PROBLEM STATEMENT:
Find where "- Only close" appears in the records below, then return that line and every later line exactly, stopping only at the last line.

════════════════════

PR #1536, opened 2026-01-16
Adding "substance" information to samples

ml-evs:
This PR adds the `HasSubstanceInfo` trait for use in items that have chemical information to attach to them. The model follows roughly what we already had for starting materials, with a few expansions, but all of this should be discussed before merging.

Previously, it also had some UI prototyping, which now lives in a different PR: #1728 

The component is currently vibe-coded to give a custom collapsible view that shows, when provided, the "best" guess of the substance:
- If SMILES/Inchi/Inchikey are provided, it renders a molecular structure (currently using pubchem)
- If a chemical formula is provided, show that
- If hazard codes are provided, show pictograms
etc.

When not editing, these are nicely rendered in a compact component. The "edit" mode is then just the normal input string boxes:

Edit mode (kinda gross):
2026-01-15-143154_915x949_scrot

View mode (not too bad)
2026-01-15-143147_549x252_scrot

It would be really nice to have a "small" mode of the view component, which we can maybe use in the item table to do a hover row -> show chemical info lookup.

### DIFF
--- a/pydatalab/schemas/sample.json
+++ b/pydatalab/schemas/sample.json
@@ -3,6 +3,49 @@
   "description": "A model for representing an experimental sample.",
   "type": "object",
   "properties": {
+    "chemform": {
+      "title": "Chemform",
+      "example": [
+        "Na3P",
+        "Na<sub>3</sub>P",
+        "LiNiO2@C",
+        "Na3+xP",
+        "LiNi1/3Co0.1Mn0.1O2"
+      ],
+      "type": "string"
+    },
+    "smiles": {
+      "title": "Smiles",
+      "aliases": [
+        "SMILES",
+        "smiles_representation"
+      ],
+      "type": "string"
+    },
+    "inchi": {
+      "title": "Inchi",
+      "type": "string"
+    },
+    "inchi_key": {
+      "title": "Inchi Key",
+      "type": "string"
+    },
+    "GHS_codes": {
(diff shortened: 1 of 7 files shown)


ml-evs:
Discussed with @BenjaminCharmes about taking over the webapp part of this PR, I may still decide to merge the Python models bit first but otherwise I think this is a decent starting point to work from.

BenjaminCharmes:
Hey @ml-evs ! Everything should be good now, can't request your review since it's your own PR. Let me know if you want me to change anything

ml-evs:
Looks really nice, thanks @BenjaminCharmes! Here's my plan of attack with this:

- I will pick the UI commits into a separate branch and let you create the PR
- I will finalise the pydantic side and API (I think I just want to add CAS), and make sure it also gets returned for starting materials

Then perhaps you could (can add this as a review to the follow up PR):

- propagate the substance component to the starting materials page and table
- remove the now-duplicated box for chemical formula from samples
- perhaps replace the hover-only column with an icon in the formula column? i.e., `formula = [icon] <chemical_formula>`?
- maybe do a few tweaks to the spacing of the component 
	- slightly bigger when not in edit mode
	- line up the molar mass input box with the rest

ml-evs:
I just pushed bc/substance-info-ui if you want to make your PR from there -- okay this PR is now just the Python migration side.

PR #1539, opened 2026-01-19
Improve error handling for block updates

### LINKED ISSUE #1488: Better handling of unhandled server errors in UI from update block
The `updateBlockFromServer` function in `server_fetch_utils.js` should be updated to handle unknown errors more gracefully, e.g., if the request times out without returning any data. I think basically we should passthrough most errors rather than silently failing.

BenjaminCharmes:
Closes #1488

### Changes
- Modified `updateBlockFromServer` to propagate errors instead of silently failing
- Added `.catch()` handlers in all components calling `updateBlockFromServer` to prevent uncaught errors
- Errors are now properly displayed to users while being logged to console


ml-evs (commented):
Could you give an example of the kind of errors that get caught here? The console logs are stripped in production, so its hard to say if we should do this (or use dialog service for unhandled errors).

ml-evs (approved):

PR #1549, opened 2026-01-22
Prevent repeated clicks on collection export button

### LINKED ISSUE #1547: Prevent repeated click on the collection export button
Probably one for @BenjaminCharmes . Right now its possible to spam click the export button for collections, wihtout getting a huge amount of feedback, until it suddenly gives you loads of zip files and dialogs.

Probably the button should be disabled whilst an export is happening, and there should be a dialog telling the user that its in progress before giving them the download.

BenjaminCharmes:
Closes #1547

**Changes:**
- Add "Export in Progress" dialog immediately when export starts
- Change completion dialog from info to success type
- Automatically close progress dialog before showing success dialog
- Only close progress dialog if one is currently displayed (prevents issues with fast exports)

### DIFF
--- a/webapp/src/components/ExportButton.vue
+++ b/webapp/src/components/ExportButton.vue
@@ -68,6 +68,13 @@ export default {
         }
 
         const taskId = response.task_id;
+
+        DialogService.alert({
+          title: "Export in Progress",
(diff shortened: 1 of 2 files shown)


ml-evs (approved):

Just a note that I'm seeing some weird behaviour on my dev server where collections have unsaved changes on first opening which conflicts a bit with this, but this seems unrelated to the changes here.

════════════════════

EXPECTED OUTPUT:
- Only close progress dialog if one is currently displayed (prevents issues with fast exports)

### DIFF
--- a/webapp/src/components/ExportButton.vue
+++ b/webapp/src/components/ExportButton.vue
@@ -68,6 +68,13 @@ export default {
         }
 
         const taskId = response.task_id;
+
+        DialogService.alert({
+          title: "Export in Progress",
(diff shortened: 1 of 2 files shown)


ml-evs (approved):

Just a note that I'm seeing some weird behaviour on my dev server where collections have unsaved changes on first opening which conflicts a bit with this, but this seems unrelated to the changes here.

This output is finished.